Анальность объясняет, почему люди тоскуют по свободе от противоречий и двусмысленностей, почему они любят, когда их символы чисты, и предпочитают Истину с большой буквы «И». С другой стороны, когда люди действительно хотят протестовать против чего-то искусственного, когда они восстают против символизма культуры, они возвращаются к физиологии. Их мысли становятся приземлёнными, их поведенческие паттерны возвращаются на уровень простой химии. Идеальным примером этого явления стал недавний «анальный» фильм «Брюстер МакКлауд», где напечатанные речи, официальные значки и блестящие искусственные поверхности бомбардировались экскрементами с неба. Посыл смело подаётся современными кинематографистами: они призывают мир отказаться от лицемерия, подчёркивая основные аспекты жизни и тела.

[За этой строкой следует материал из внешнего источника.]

PR #8548, opened 2022-03-21
fix sort spill memory limit

xiaokang:
# Proposed changes

Issue Number: NA

## Problem Summary:

Sort spill does not work since spill is triggered when memory limit exceed but some more memory need to be allocated during spilling.

This pr fix sort spill memory limit by:
1.change block_mgr_limit from exec_mem_limit to half of block_mgr_limit
2.trigger spill when 1/2 of block_mgr_limit is used, implemented in should_spill() function
## Checklist(Required)

## Further comments

### DIFF
--- a/be/src/runtime/buffered_block_mgr2.cc
+++ b/be/src/runtime/buffered_block_mgr2.cc
@@ -656,6 +656,7 @@ Status BufferedBlockMgr2::pin_block(Block* block, bool* pinned, Block* release_b
                             << endl
                             << block->debug_string();
                     _free_io_buffers.remove(block->_buffer_desc);
+                    _free_io_buffers_bytes -= block->_buffer_desc->len;
                 } else if (_unpinned_blocks.contains(block)) {
                     _unpinned_blocks.remove(block);
                 } else {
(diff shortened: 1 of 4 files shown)


xiaokang:
Hi @xinyiZzz , Thanks for you comment.

The purpose of the first 1/2 is to reserve half of exec_mem_limit for other components rather than block_mgr. The purpose of the second 1/2 is to trigger spill before block_mgr_limit is full. Maybe twice 1/2 seems to be conservative.

xinyiZzz:
> The purpose of the first 1/2 is to reserve half of exec_mem_limit for other components rather than block_mgr. The purpose of the second 1/2 is to trigger spill before block_mgr_limit is full. Maybe twice 1/2 seems to be conservative.

The first 1/2 I understand, great~, but I'm not sure if 1/2 is a good value.

The role of the second 1/2. Currently, `BufferedBlockMgr2` has a similar implementation. In `write_unpinned_blocks`, unpinned blocks will be spilled in advance to avoid waiting when full.
image

xinyiZzz:
The first 1/2 may be OK, you can add a TODO, and then we may need a complete Query memory estimation model.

Стэнли Кубрик потряс аудиторию, когда показал [в фильме], как в 2001 году человек вышел в космос, кривляясь в танце под слащавый вальс Штрауса; а затем снова в «Заводном апельсине» подчеркнул, как естественно и удовлетворённо человек может убивать и насиловать в резонансе с героическим величием девятой симфонии Бетховена.
Анальность удручающе показывает, что вся культура, все творческие пути человека являются по сути своей сфабрикованным протестом против естественной реальности, отрицанием правды человеческого состояния и попыткой забыть о том, каким жалким существом человек является на самом деле. Одна из самых потрясающих частей исследования Брауна – его изложение анальности в «Джонатане Свифте». Предельным страхом для Свифта был тот факт, что возвышенное, прекрасное и божественное неразрывно связано с основными животными функциями. В голове мужчины, обожающего женщину, существует иллюзия, что возвышенная красота – суть «лик и ангельские крылья, без оскверняющего тыла» [5]. В одном из стихов Свифта молодой человек объясняет гротескное противоречие, раздирающее его изнутри [6]:
“На разум мой лёг безумья гнёт:
О! Селия, Селия, Селия срёт!”
Другими словами, в сознании Свифта существовало абсолютное противоречие «между состоянием влюбленности и осознанием наличия экскрементов возлюбленной» [7].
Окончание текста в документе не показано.